Simone Vossel et al. J Neurosci. .

Abstract

Attentional orientation to a spatial cue and reorientation-after invalid cueing-are mediated by two distinct networks in the human brain. A bilateral dorsal frontoparietal network, comprising the intraparietal sulcus (IPS) and the frontal eye fields (FEF), controls the voluntary deployment of attention and may modulate visual cortex in preparation for upcoming stimulation. In contrast, reorienting attention to invalidly cued targets engages a right-lateralized ventral frontoparietal network comprising the temporoparietal junction (TPJ) and ventral frontal cortex. The present fMRI study investigated the functional architecture of these two attentional systems by characterizing effective connectivity during lateralized orienting and reorienting of attention, respectively. Subjects performed a modified version of Posner's location-cueing paradigm. Dynamic causal modeling (DCM) of regional responses in the dorsal and ventral network, identified in a conventional (SPM) whole-brain analysis, was used to compare different functional architectures.

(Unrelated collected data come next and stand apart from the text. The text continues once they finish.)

PR #733, opened 2018-04-09
Upgrade maven version to 3.5.0 for productized maven

ryanzhang:
We need to productized the multiple maven components.
So request to upgrade 3.5.0 to match the productized maven components.


ryanzhang:

mbiarnes:
@ryanzhang @mareknovotny didn't we agree to go for 3.5.2 ?
wasn't 3.5.0 buggy?

ryanzhang:
@mbiarnes  There is some compile error because maven-aether-provider is removed in 3.5.0. Probably there are more change happen during 3.3.9 and 3.5.0
Let's hold on this.

PR #740, opened 2018-04-20
RHPAM-340: resteasy upgrade

mbiarnes:
(cherry picked from commit 38beaf2e1f5d1fa209c17e960fe4b900a5689159)


mareknovotny:

mbiarnes:

mbiarnes:
closed because:
There is a bug in the kie-jenkins-plugin / GitHub API where it occasionally returns null data, this then gets cached in the build and simply restarting the Jenkins build won't fix this. This phenomenon seems to occur very infrequently and we've not had much in the way of spare time, so we've not scheduled any work to add a retry mechanism to the plugin (there is already an issue raised for it).

The fix right now is to abandon this PR and raise it again. The kie-jenkins-plugin will fetch new data

PR #741, opened 2018-04-26
RHPAM-340: resteasy upgrade

mbiarnes:


mbiarnes:

mbiarnes:
@krisv @mareknovotny @ryanzhang 
I don't see the  a direct correlation to a new version of resteasy and the failing tests.

krisv:

krisv:
@mswiderski could these kie-server test failures be related to this resteasy upgrade?

mswiderski:
kie server does not depend on rest easy directly but through the app server it is deployed to. So these test failures are not related but to be able to completely verify that kie server tests should b executed on tomcat as it the uses RESTEasy as rest provider directly.

Is this upgrade aligned with WildFly/EAP version? If so what is the version it is aligned with?

mareknovotny:
the latest wildfly uses 3.5.0.Final but what is in EAP is 3.0.25.Final

PR #757, opened 2018-05-16
RHPAM-1017 Add freemarker into dependencyMgmt

ryanzhang:
Freemarker needs to be added into dependencyMgmt so that product build can override the dependency version to productize version.

### DIFF
--- a/pom.xml
+++ b/pom.xml
@@ -2678,6 +2678,12 @@
         <version>${version.javax.xml.soap}</version>
       </dependency>
 
+      <dependency>
+        <groupId>org.freemarker</groupId>
+        <artifactId>freemarker</artifactId>
+        <version>${version.org.freemarker}</version>
+      </dependency>
+
     </dependencies>
 
   </dependencyManagement>


mareknovotny:
Why do we need to manage it in droolsjbpm-build-bootstrap when it is in https://github.com/jboss-integration/jboss-integration-platform-bom/blob/master/ip-bom/pom.xml#L1795-L1799 ? The property definition should be enough in  https://github.com/kiegroup/droolsjbpm-build-bootstrap/blob/master/pom.xml#L96 or not?

ryanzhang:
When doing productization, the PME(maven-extension) would override the community version to product version when it's an explicit managed dependency. 
In this case,  we don't want to release new jb-ip-bom's for override freemarker. This could cause more risk.
Instead, we want to override freemarker's version in kie-parent, so that the freemarker needs to explicit to be declared here.

mareknovotny:
@ryanzhang I get that PME overriden, so I was wondering just that we are updating the community kie-parent when the IP BOM is defining the dependency management and later we would need additional change to fix all duplications of dependency management. So this change is more about hacking the definition. Isn't better to temporary patch it only on gerrit's source?

PR #381, opened 2019-06-23
Zero rtt testing

Ralith:
Trying to reproduce the erratic 0-RTT failures in a controlled environment. No luck yet, but got some cleanup done along the way.

### DIFF
--- a/quinn-proto/src/connection.rs
+++ b/quinn-proto/src/connection.rs
@@ -533,10 +533,9 @@ where
                     // Might have a key update to discard too
                     self.set_key_discard_timer(now);
                 } else if let Some(ref prev) = self.prev_crypto {
-                    if prev
-                        .update_ack_time
-                        .map_or(false, |x| instant_saturating_sub(now, x) >= self.pto() * 3)
-                    {
+                    if prev.end_packet.map_or(false, |(_, recvd)| {
+                        instant_saturating_sub(now, recvd) >= self.pto() * 3
+                    }) {
                         self.prev_crypto = None;
                     } else {
                         self.set_key_discard_timer(now);
@@ -562,8 +561,8 @@ where
             // gains access to an endpoint's internal state shortly after the handshake completes to
             // decrypt packets sent previously within the same connection.
             now + self.pto() * 3 * 100
-        } else if let Some(time) = self.prev_crypto.as_ref().and_then(|x| x.update_ack_time) {
-            time + self.pto() * 3
+        } else if let Some((_, recvd)) = self.prev_crypto.as_ref().and_then(|x| x.end_packet) {
+            recvd + self.pto() * 3
         } else {
             return;
         };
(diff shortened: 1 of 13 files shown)


quinn/src/connection.rs
```diff
@@ -57,15 +57,13 @@ impl Connecting {
     ///
     /// For incoming connections, a 0.5-RTT connection will always be successfully constructed.
     pub fn into_0rtt(mut self) -> Result<(ConnectionDriver, Connection, IncomingStreams), Self> {
-        if (self.0.as_mut().unwrap().0)
-            .lock()
-            .unwrap()
-            .inner
-            .has_0rtt()
-        {
+        let conn = (self.0.as_mut().unwrap().0).lock().unwrap();
```
djc: Why do we have to drop explicitly here? Maybe add a comment?

quinn/src/tests.rs
```diff
@@ -209,6 +209,131 @@ fn read_after_close() {
     runtime.run().unwrap();
 }
 
+#[test]
+fn zero_rtt() {
+    let mut endpoint = Endpoint::builder();
+
+    let log = logger();
```
djc: Maybe we should extract some of this stuff into a helper method? So much boilerplate...

Ralith:
Comments addressed.

Ralith:
This corrects the erratic 0-RTT failures in the interop tool, which turned out to be caused by a minor bug in locally-initiated key updates, which don't currently occur elsewhere.

quinn-proto/src/connection.rs
```diff
@@ -3166,9 +3174,12 @@ where
...
     crypto: K,
-    end_packet: u64,
-    /// Time at which a packet using the following key phase was received
-    update_ack_time: Option<Instant>,
+    /// The first incoming packet to use the next key phase, and the time at which it was received
+    ///
+    /// Incoming packets with a lower number should be decrypted with `crypto`. `None` indicates
+    /// that we have not yet received a packet using newer keys, which is only possible if the
+    /// update was locally initiated.
+    end_packet: Option<(u64, Instant)>,
```
djc: I find the naming of `end_packet` combined with the description `The first incoming packet (...)` quite confusing. Maybe it should be named `first_packet`?

djc:
Good stuff!

quinn-proto/src/connection.rs
Ralith: Reworded the comment to hopefully be clearer. The current name is correct, because it represents the end of the incoming packet number interval for which the previous keys (which are stored in this structure) should be used.

djc: Hmm, it's still confusing to me. `The incoming packet that triggered or acknowledges [sic] (...)` still seems to be about a first packet of the next range. Maybe the difference is in referencing right-inclusive or right-exclusive ranges? In which case I would suggest this ought to be named `last_packet`.

Ralith: > still seems to be about a first packet of the next range

Yes, that's what the exclusive end-point of the previous range is.

> last_packet

The packet in question is part of the next range, not the previous one.

Ralith: Made another attempt at rephrasing.

Issue #314, opened 2019-04-16
Restrict the quinn-proto API


djc:
In #310, while documenting the quinn-proto API, it came up that we would like to hide more API surface from the quinn-proto. Let's discuss a little bit how/what we can do here.

The good news is that we will be able to iterate on the quinn-proto API but that we could probably keep the quinn API stable while doing so.

stammw:
I don't know how much my concern is connected to this subject, but I figured out I needed to access (read) the `StreamId` inner value  for the `h3` implementation.

djc:
Can you submit a PR that makes it `#[doc(hidden)] pub`?

Ralith:
I think we could make `Timer` opaque, which is desirable as timers may be added/removed in the future. Perhaps we could take it a step further and export a `TimerTable<T>` struct that helps hide the number of timers.

djc:
I think there's nothing left to do here for now.

PR #382, opened 2019-06-23
Assorted cleanup

Ralith:
Partially addresses #314.


Ralith:
Masking `Timer` ended up being a fair bit of boilerplate, but the prospect of being able to add new timers without a breaking change is attractive.

djc:
Yeah, I also like that the `Timer` abstraction is contained in a separate module now. Nice work.

PR #384, opened 2019-06-26
[WIP] Receive directly into uninitialized BytesMut memory

Ralith:
Recalling the visibility of `memset` in profiling results, I am attempting here to improve performance by not initializing memory that will immediately be overwritten, and saving a copy from a temporary stack buffer. This works fine, but surprisingly, the impact on the performance of our single benchmark seems to be below the noise floor. I'm not sure we should merge (even trivial) unsafe optimizations without a clear benefit, so this probably needs more work in developing better benchmarks or optimization of the new code.

### DIFF
--- a/quinn/src/endpoint.rs
+++ b/quinn/src/endpoint.rs
@@ -1,11 +1,10 @@
 use std::collections::VecDeque;
-use std::io;
 use std::net::{SocketAddr, SocketAddrV6};
-use std::str;
 use std::sync::{Arc, Mutex};
 use std::time::Instant;
+use std::{io, slice, str};
 
-use bytes::Bytes;
+use bytes::{Bytes, BytesMut};
 use fnv::FnvHashMap;
 use futures::sync::mpsc;
 use futures::task::{self, Task};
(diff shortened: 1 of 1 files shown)


djc:
The changes that I had in mind seem to have made it ~10% slower. 😢

quinn/src/endpoint.rs
```diff
@@ -192,16 +191,28 @@ pub(crate) struct EndpointInner {
...
+    recv_buf: BytesMut,
 }
 
 impl EndpointInner {
     fn drive_recv(&mut self, now: Instant) -> Result<bool, io::Error> {
-        let mut buf = [0; 64 * 1024];
         let mut recvd = 0;
         loop {
-            match self.socket.poll_recv(&mut buf) {
+            const MAX_DATAGRAM_SIZE: usize = 64 * 1024;
```
TimonPost: I would prefer to move constants out of functions.

TimonPost:
Shouldn't this PR be closed? It seems like it is no longer active.

Ralith:
There's nothing wrong with a PR existing for discussion/future reference.

Ralith:
Closing since #548 addressed the worst of this without any unsafety. It'd be nice to get the copies down further, but they don't look like a bottleneck in their current form.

Bayesian model selection showed that top-down connections from left and right IPS to left and right visual cortex, respectively, were modulated by the direction of attention. Moreover, model evidence was highest for a model with directed influences from bilateral IPS to FEF, and reciprocal coupling between right and left FEF. Invalid cueing enhanced forward connections from visual areas to right TPJ, and directed influences from right TPJ to right IPS and IFG (inferior frontal gyrus). These findings shed further light on the functional organization of the dorsal and ventral attentional network and support a context-sensitive lateralization in the top-down (backward) mediation of attentional orienting and the bottom-up (forward) effects of invalid cueing.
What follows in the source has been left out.